Metoclopramide Dosing in ICU Patients
The recommended dose of Metoclopramide (Perinorm) for ICU patients is 10 mg intravenously every 8 hours, with a maximum daily dose of 30 mg. 1
Pharmacology and Mechanism of Action
Metoclopramide is a dopamine receptor antagonist with unique properties:
- Increases lower esophageal sphincter pressure
- Accelerates gastric emptying rate
- Coordinates gastric-pyloric-small intestinal motor function 2
- Acts as an antiemetic by affecting the chemoreceptor trigger zone and enhancing intestinal motility 3
Dosing Guidelines for ICU Patients
Standard Dosing
- Initial dose: 10 mg IV
- Frequency: Every 8 hours
- Maximum daily dose: 30 mg 1
Administration Considerations
- Administer as slow IV push over 1-2 minutes
- Can be diluted in 50 mL of compatible solution for infusion
- For continuous infusion, dilute in D5W or normal saline
Duration of Therapy
- Parenteral metoclopramide should generally be limited to 1-2 days 2
- Transition to oral therapy when feasible
Clinical Applications in ICU
Metoclopramide is particularly useful in ICU patients for:
Gastric feeding intolerance:
- Recommended as a second-line prokinetic therapy after erythromycin
- Can be used in combination with erythromycin when single-agent therapy fails 1
Prevention of aspiration:
- Helps reduce gastric residual volumes
- Particularly beneficial in mechanically ventilated patients
Management of nausea and vomiting:
- Effective for post-operative nausea
- Used as adjunct therapy for patients receiving opioids 1
Special Considerations
Dose Adjustments
- Renal impairment: Reduce dose by 50% if CrCl < 40 mL/min
- Hepatic impairment: Reduce dose by 50% in severe hepatic dysfunction
- Elderly patients: Consider starting at lower doses (5 mg IV every 8 hours)
Monitoring
- Assess for extrapyramidal symptoms (acute dystonia, akathisia)

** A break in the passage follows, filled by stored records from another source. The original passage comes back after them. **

PR #1240, opened 2014-12-04
Better fix for the rule attributes cache.

radumereuta:
@dwightguth please review.
I'm copying the attributes from the StringSentence now, instead of taking them from the previous cached rule.


dwightguth:
merge if tests pass.

PR #1241, opened 2014-12-04
Rule parser

radumereuta:
Let's see if tests pass.

### DIFF
--- a/k-distribution/tests/config.xml
+++ b/k-distribution/tests/config.xml
@@ -5,10 +5,10 @@
   <!-- Tutorial Languages and Programs. -->
   <include file="../tutorial/tests/config.xml" directory="tutorial" />
 
-  <!-- Include the tests for the new parser. -->
+  <!-- Include the tests for the new parser. 
   <include file="newparser/config.xml"
            directory="tests/newparser" skip="pdf" />
-
+-->
   <include file="../samples/tests/config.xml" directory="samples" />
 
   <include file="regression/config.xml" directory="tests/regression" skip="pdf" />
--- a/k-distribution/tests/config.xml
+++ b/k-distribution/tests/config.xml
@@ -5,10 +5,10 @@
   <!-- Tutorial Languages and Programs. -->
   <include file="../tutorial/tests/config.xml" directory="tutorial" />
 
-  <!-- Include the tests for the new parser. 
+  <!-- Include the tests for the new parser. -->
   <include file="newparser/config.xml"
            directory="tests/newparser" skip="pdf" />
--->
+
   <include file="../samples/tests/config.xml" directory="samples" />
 
   <include file="regression/config.xml" directory="tests/regression" skip="pdf" />
--- a/kernel/src/main/java/org/kframework/kil/StringSentence.java
+++ b/kernel/src/main/java/org/kframework/kil/StringSentence.java
@@ -11,13 +11,15 @@ import org.kframework.kil.visitors.Visitor;
  */
 public class StringSentence extends ModuleItem {
     private String content;
-    private String contentLocation;
+    private int contentStartLine;
+    private int contentStartColumn;
     private String label;
     private String type;
 
-    public StringSentence(String content, String contentLocation, String type, String label) {
+    public StringSentence(String content, int contentStartLine, int contentStartColumn, String type, String label) {
         this.content = content;
-        this.contentLocation = contentLocation;
+        this.contentStartLine = contentStartLine;
+        this.contentStartColumn = contentStartColumn;
         this.type = type;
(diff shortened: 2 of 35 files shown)


radumereuta:
@dwightguth could you have a look?
I had to fix other things than the parser, and I wouldn't like to fall behind with the merge conflicts.

k-distribution/tests/config.xml
```diff
@@ -5,10 +5,10 @@
   <!-- Tutorial Languages and Programs. -->
   <include file="../tutorial/tests/config.xml" directory="tutorial" />
 
-  <!-- Include the tests for the new parser. -->
+  <!-- Include the tests for the new parser.
```
dwightguth: why are these tests commented out?

kernel/src/main/java/org/kframework/kil/StringSentence.java
```diff
@@ -11,13 +11,15 @@
...
 public class StringSentence extends ModuleItem {
     private String content;
-    private String contentLocation;
+    private int contentStartLine;
+    private int contentStartColumn;
     private String label;
     private String type;
 
-    public StringSentence(String content, String contentLocation, String type, String label) {
+    public StringSentence(String content, int contentStartLine, int contentStartColumn, String type, String label) {
```
dwightguth, line 19: why is this only half of a Location?

kernel/src/main/java/org/kframework/parser/concrete/disambiguate/CollectVariablesVisitor.java
```diff
@@ -69,17 +69,19 @@ public Void visit(TermCons node, Void _void) {
...
-                } catch (ParseFailedException e) {
-                    e.printStackTrace();
+                if (!node.isListTerminator()) {
+                    UserList ul = (UserList) node.getProduction().getItems().get(i);
+                    Term t1 = node.getContents().get(0);
+                    Term t2 = node.getContents().get(1);
+                    try {
+                        new CollectVariablesVisitor2(context, ul.getSort()).visitNode(t1);
+                        new CollectVariablesVisitor2(context, node.getProduction().getSort()).visitNode(t2);
+                    } catch (ParseFailedException e) {
```
dwightguth: please remove this catch block.

kernel/src/main/java/org/kframework/parser/generator/ParseRulesFilter.java
```diff
@@ -56,40 +65,64 @@ public ASTNode visit(StringSentence ss, Void _void) throws ParseFailedException
...
+
+                st = (Sentence) new JavaClassesFactory(context).getTerm((Element) xmlTerm);
+                assert st.getLabel().equals(""); // labels should have been parsed in Outer Parsing
+                st.setLabel(ss.getLabel());
+                st.setAttributes(ss.getAttributes());
+                st.setLocation(ss.getLocation());
+                st.setSource(ss.getSource());
+            } else  {
+                // parse with the new parser for rules
+                Grammar ruleGrammar = getCurrentModule().getRuleGrammar(kem);
```
dwightguth, line 104: I don't like that this is duplicated with ParseConfigsFilter. You need to find a way to share the code path.

dwightguth:
Looks  reasonable but please see my comments that I'd like  addressed before this merges.

k-distribution/tests/config.xml
radumereuta: These are the newparser tests. Since I'm rebuilding how I generate parsers, they fail right now. I need to work a bit more on parsing rules before I can make these tests work properly again.

kernel/src/main/java/org/kframework/kil/StringSentence.java
radumereuta, line 19: I only need the offset in the file so I can correct the location information in the second stage of parsing.
If you want I could store that in a `Source` object, but I'm not sure how to properly determine the end location of the sentence. I would just duplicate the end position to match the start since I only need the beginning of the string.

dwightguth, line 19: no, that's fine.

radumereuta:
@dwightguth please review.

dwightguth:
As I said, you need to find a way to merge the common code path between ParseRulesFilter and ParseConfigsFilter.

kernel/src/main/java/org/kframework/parser/generator/ParseRulesFilter.java
radumereuta, line 104: I did for the new parser code, but I don't want to go in the SDF part. That part should just be removed.

PR #1242, opened 2014-12-05
debugger substitution feature

msaxena2:
Update to the current debugger to show rules applied, and the substitution at every transition. Do not review yet.


java-backend/src/main/java/org/kframework/backend/java/symbolic/JavaSymbolicExecutor.java
```diff
@@ -171,4 +175,48 @@ private ConstrainedTerm javaKILRun(org.kframework.kil.Term cfg, int bound) {
     public SymbolicRewriter getSymbolicRewriter() {
         return symbolicRewriter.get();
     }
+
+    private ConstrainedDebugResult javaKILDebugStep(org.kframework.kil.Term originalState) throws KRunExecutionException {
```
dwightguth, line 179: this doesn't look right to me. Can you explain to me why you were unable to use javaKILRun?

java-backend/src/main/java/org/kframework/backend/java/symbolic/JavaSymbolicExecutor.java
```diff
@@ -171,4 +175,48 @@ private ConstrainedTerm javaKILRun(org.kframework.kil.Term cfg, int bound) {
...
+            return getSymbolicRewriter().debugStep(constrainedTerm);
+        }
+
+    }
+
+
+    private KRunDebuggerResult transformDebugResult(ConstrainedDebugResult debugResult) {
+        org.kframework.kil.Term kilTerm = (org.kframework.kil.Term) debugResult.getSteppedState().term().accept(
+                new BackendJavaKILtoKILTransformer(context));
+        System.out.println("term transform successful");
```
dwightguth, line 197: you should get in the habit of making sure that code like this is removed before you request code review.

kernel/src/main/java/org/kframework/krun/api/DebugTransition.java
```diff
@@ -0,0 +1,42 @@
...
+import org.kframework.kil.Term;
+import org.kframework.kil.Variable;
+
+import java.util.Map;
+
+/**
+ * Represents a transition in the debugger, contains extra information
+ * about substitutions, apart from the rules.
+ */
+public class DebugTransition {
```
dwightguth, line 14: this is wrong. If a transition needs a substitution, add it to Transition, don't create a wrapper class.

java-backend/src/main/java/org/kframework/backend/java/kil/ConstrainedDebugResult.java
```diff
@@ -0,0 +1,46 @@
...
+
+package org.kframework.backend.java.kil;
+
+import java.util.Map;
+
+/**
+ *  Debugger Result object to be used in the symbolic rewriter.
+ *  Internal Representation to be used in the java rewrite engine.
+ */
+public class ConstrainedDebugResult {
```
dwightguth, line 11: I would call this RewriteStep

java-backend/src/main/java/org/kframework/backend/java/symbolic/JavaSymbolicExecutor.java
```diff
@@ -171,4 +175,48 @@ private ConstrainedTerm javaKILRun(org.kframework.kil.Term cfg, int bound) {
...
+        KRunState kilState = new KRunState(kilTerm, counter);
+
+        org.kframework.kil.Rule kilRule = (org.kframework.kil.Rule) debugResult.getRule().accept(
+                new BackendJavaKILtoKILTransformer(context));
+        System.out.println("rule transfrom successful");
```
dwightguth, line 202: same here as above

kernel/src/main/java/org/kframework/krun/api/ExecutorDebugger.java
```diff
@@ -29,12 +32,14 @@
...
 import edu.uci.ics.jung.graph.util.Pair;
 
+import java.util.Map;
 import java.util.Map.Entry;
 
 public class ExecutorDebugger implements Debugger {
     private Integer currentState;
     private KRunGraph graph;
     private BidiMap<Integer, KRunState> states;
+    private Graph<KRunState, Map<Variable, Term>> substGraph;
```
dwightguth, line 42: note here what happens as a result of your design decision. By not adding the substitution to Transition, you end up having to propagate the change forward instead of localizing it. This field is unnecessay; if you added the substitution to transition, you would get it for free from KRunGraph.

kernel/src/main/java/org/kframework/krun/api/KRunDebugGraph.java
```diff
@@ -0,0 +1,11 @@
+// Copyright (c) 2014 K Team. All Rights Reserved.
+
```
dwightguth, line 2: this class should also be unnecessary.

kernel/src/main/java/org/kframework/krun/api/KRunDebuggerResult.java
```diff
@@ -0,0 +1,54 @@
+// Copyright (c) 2014 K Team. All Rights Reserved.
```
dwightguth, line 1: something feels funny to me here. We have the exact same functionality on both sides of the KIL vs JavaKIL divide. I think what you need is an opaque interface which defines getters for the Transition and KRunState, and an implementation of that interface returned by the java backend which lazily evaluates back to frontend KIL only those states for which it was explicitly requested.

kernel/src/main/java/org/kframework/krun/tools/Debugger.java
```diff
@@ -49,8 +49,8 @@
     public abstract KRunGraph getGraph();
 
     /**
-     * Reset the debugger's configuration to the graph specified by the parameter
-     */
+    * Reset the debugger's configuration to the graph specified by the parameter
```
dwightguth, line 52: the alignment was right before, you should revert this file.

kernel/src/main/java/org/kframework/krun/tools/Executor.java
```diff
@@ -76,6 +77,17 @@ the resulting term after executing the specified number of steps (or fewer if no
...
 
+    /**
+    Execute a term in debugger mode. Execution only happens for a single step.
+    @param originalState The initial configuration to step from
+    @exception KRunExecutionException Thrown if the backend fails to successfully execute the
+    term
+    @return An object containing information about the step operation, mainly the stepped state,
+    the transition (rule applied) and the substitution
+    */
+    public abstract KRunResult<KRunDebuggerResult> debugStep(Term originalState) throws KRunExecutionException;
```
dwightguth, line 88: I like the idea of having a step function that returns a RewriteStep object, but you should refactor it to be the interface for the existing step function. We don't actually need an extra method in the API.

dwightguth:
I note that even when I check out your branch and use the debugger, it throws exceptions when I run commands. I get the feeling you never tested this, because some of the errors I get are immediately apparent consequences of the code that you wrote, which testing should have detected.

In general, you should always test the code yourself manually in addition to relying on the test suite to tell you what does or does not work. For example, the debugger is not covered by tests, which is why the tests pass even though your actual change is broken. I won't merge this until at least the code you are running has been tested and operates successfully.

dwightguth:
This looks like a step in the right direction, in the sense that it is a much more useful diff which gives us something valuable. But there are still issues with ExectorDebugger crashing on the java backend that need to be addressed.

That said, a couple changes to the API are desirable.
1. No debugStep method
2. signature of step becomes `KRunResult<RewriteStep> step(Term cfg, int steps)`
3. KRunDebuggerResult becomes the RewriteStep interface as follows:

```
public interface RewriteStep {
  KRunState resultState();
  Transition stepTaken();
}
```
1. Transition gains new field for substitution, and replaces DebugTransition
2. ConstrainedDebugResult becomes JavaRewriteStep class which implements RewriteStep and lazily calls BackendJavaKILToKILTransformer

- Monitor QTc interval, especially with concurrent QT-prolonging medications
- Evaluate for signs of neuroleptic malignant syndrome
Potential Adverse Effects
Common adverse effects include:
- Drowsiness and sedation (10-20%)
- Restlessness and akathisia (10-20%)
- Fatigue and lassitude 2
Serious but rare adverse effects:
- Extrapyramidal symptoms (more common with high doses or prolonged use)
- Tardive dyskinesia (risk increases with duration of treatment)
- Neuroleptic malignant syndrome
Contraindications
Metoclopramide should be avoided in patients with:
- Gastrointestinal obstruction, perforation, or hemorrhage
- Pheochromocytoma
- History of seizure disorders
- Parkinson's disease
Clinical Pearls
- Effectiveness of prokinetics like metoclopramide decreases to one-third after 72 hours of use 1
- Consider discontinuing after 3 days if no clinical benefit is observed
- When used for feeding intolerance, consider post-pyloric feeding if large gastric residual volumes (>500 mL) persist despite metoclopramide therapy 1
- Avoid concurrent use with other dopamine antagonists to reduce risk of extrapyramidal effects
By following these dosing guidelines and monitoring recommendations, metoclopramide can be safely and effectively used in ICU patients to manage gastric motility issues and nausea/vomiting.